1489: Atom( CA:11624 [ 22.43, -6.30, 32.21] )
1490: Atom( CA:11629 [ 25.36, -5.51, 29.89] )
1491: Atom( CA:11636 [ 27.51, -3.84, 32.59] )
1492: Atom( CA:11645 [ 28.74, -0.85, 30.58] )
1493: Atom( CA:11653 [ 31.65, -0.00, 32.91] )
)
This returns the atoms called “CA”, as sr.atomid("CA")
has created
an AtomName
object.
>>> print(sr.atomid("CA"))
AtomName('CA')
This function will create an AtomNum
if it is passed
an integer, e.g.
>>> print(sr.atomid(1))
AtomNum(1)
>>> print(mol[sr.atomid(1)])
Atom( N:1 [ -54.07, 11.27, 41.93] )
You can set both a name and a number by passing in two arguments, e.g.
>>> print(mol[sr.atomid("CA", 10)])
Atom( CA:10 [ -56.02, 7.64, 43.47] )
>>> print(mol[sr.atomid(name="CA", num=10)])
Atom( CA:10 [ -56.02, 7.64, 43.47] )
Iterating over atoms¶
The Selector_Atom_
class is iterable, meaning that
it can be used in loops.
>>> for atom in mol["atomnum < 10"]:
... print(atom)
Atom( N:1 [ -54.07, 11.27, 41.93] )
Atom( CA:2 [ -55.43, 11.35, 42.54] )
Atom( C:3 [ -56.06, 9.95, 42.55] )
Atom( O:4 [ -57.04, 9.73, 41.82] )
Atom( CB:5 [ -56.32, 12.33, 41.76] )
Atom( CG1:6 [ -55.68, 13.72, 41.72] )
Atom( CG2:7 [ -57.70, 12.40, 42.39] )
Atom( CD1:8 [ -55.42, 14.31, 43.09] )
Atom( N:9 [ -55.50, 9.04, 43.36] )
Counting atoms¶
You can find all of the names of the atoms using
>>> print(mol.atoms().names())
[AtomName('N'), AtomName('CA'), AtomName('C'), AtomName('O'),
AtomName('CB'), AtomName('CG1'), AtomName('CG2'), AtomName('CD1'),
AtomName('N'), AtomName('CA')....]
The set of names used can be found via a Python set, e.g.
>>> print(set(mol.atoms().names()))
{AtomName('CE1'), AtomName('CE2'), AtomName('CE3'), AtomName('OE1'),
AtomName('OE2'), AtomName('CZ2'), AtomName('CZ3'), AtomName('NE'),
AtomName('NH1'), AtomName('NH2'), AtomName('ND1'), AtomName('ND2'),
AtomName('O1'), AtomName('C'), AtomName('O2'), AtomName('O4'),
AtomName('O3'), AtomName('O5'), AtomName('O7'), AtomName('O6'),
AtomName('NZ'), AtomName('CG1'), AtomName('N'), AtomName('O'),
AtomName('CG2'), AtomName('SD'), AtomName('C1'), AtomName('C2'),
AtomName('SG'), AtomName('C3'), AtomName('C4'), AtomName('C5'),
AtomName('OG'), AtomName('OG1'), AtomName('OH'), AtomName('NE2'),
AtomName('NE1'), AtomName('CA'), AtomName('CB'), AtomName('CD'),
AtomName('CE'), AtomName('C6'), AtomName('CG'), AtomName('CH2'),
AtomName('CD1'), AtomName('CD2'), AtomName('CZ'), AtomName('OD1'),
AtomName('OD2')}
You can use this to count the number of atoms that have each name.
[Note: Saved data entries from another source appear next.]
PR #6237, opened 2026-06-05
#6236 Improve URL paths handling

### LINKED ISSUE #6236: Encode dynamic URL paths and query parameters
In some places, we build URL strings with raw interpolated values, including Attester public key lookup paths and query strings. Dynamic path segments should use `encodeURIComponent`, and query strings should use `URLSearchParams` or `Url.create` to prevent encoded traversal or parameter injection from changing the intended request target.

sosnovsky:
This PR adds `encodeURIComponent` for dynamic path segments + uses `URLSearchParams` and `Url.create` for query strings

close #6236

- Tests added or updated

### To be filled by reviewers


martgil (approved):
LGTM - Thanks for the fix!

PR #6270, opened 2026-08-05
#6269 improve img srcset sanitation checks

### LINKED ISSUE #6269: Sanitize srcset attribute on images
Reference: https://github.com/FlowCrypt/flowcrypt-security/issues/361

martgil:
This PR improves img srcset sanitation checks on remote images loaded in content script.

close #6269 

- Tests added or updated

### To be filled by reviewers

### DIFF
--- a/extension/js/common/platform/xss.ts
+++ b/extension/js/common/platform/xss.ts
@@ -196,14 +196,24 @@ export class Xss {
       if (node.tagName === 'IMG') {
         const img = node as HTMLImageElement; // Narrow type to HTMLImageElement
         const src = img.getAttribute('src');
+        const srcset = img.getAttribute('srcset');
+        // an image is remote when `src` or any `srcset` candidate references an external URL; `srcset`
+        // (and protocol-relative `//` URLs) must be covered too, otherwise they could be used to trigger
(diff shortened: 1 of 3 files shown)


martgil:

extension/js/common/platform/xss.ts
```diff
@@ -196,14 +196,24 @@ export class Xss {
       if (node.tagName === 'IMG') {
         const img = node as HTMLImageElement; // Narrow type to HTMLImageElement
         const src = img.getAttribute('src');
+        const srcset = img.getAttribute('srcset');
```
sosnovsky, line 199: I think better solution will be to ignore `srcset` property by removing it before parsing with `img.removeAttribute('srcset');`, since basic `src` support is enough for loading images and `srcset` just adds support for responsive images. Gmail doesn't support `srcset` property too, as noted at https://www.caniemail.com/features/html-srcset/

However, we should apply similar URL check for `src` property, since attacker can use the same `/Logout` link there too.

martgil: Thanks - I'll try to apply your proposed solution. I also realized that sanitation wont work this time, in addition to the fact that Gmail doesn't support srcset. Thanks again for this insight.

>>> for name in set(mol.atoms().names()):
... print(name, len(mol.atoms(name)))
AtomName('CE1') 128
AtomName('CE2') 110
AtomName('CE3') 24
AtomName('OE1') 139
AtomName('OE2') 107
AtomName('CZ2') 24
AtomName('CZ3') 24
AtomName('NE') 100
AtomName('NH1') 100
AtomName('NH2') 100
AtomName('ND1') 42
AtomName('ND2') 38
AtomName('O1') 6
AtomName('C') 1494
AtomName('O2') 6
AtomName('O4') 6
AtomName('O3') 2
AtomName('O5') 2
AtomName('O7') 2
AtomName('O6') 2
AtomName('NZ') 46
AtomName('CG1') 138
AtomName('N') 1494
AtomName('O') 1512
AtomName('CG2') 226
AtomName('SD') 20
AtomName('C1') 6
AtomName('C2') 6
AtomName('SG') 48
AtomName('C3') 6
AtomName('C4') 6
AtomName('C5') 2
AtomName('OG') 102
AtomName('OG1') 88
AtomName('OH') 22
AtomName('NE2') 74
AtomName('NE1') 24
AtomName('CA') 1494
AtomName('CB') 1426
AtomName('CD') 375
AtomName('CE') 66
AtomName('C6') 2
AtomName('CG') 895
AtomName('CH2') 24
AtomName('CD1') 400
AtomName('CD2') 378
AtomName('CZ') 186
AtomName('OD1') 122
AtomName('OD2') 84
You could do something similar using the numbers()
function to get the numbers of all of the atoms.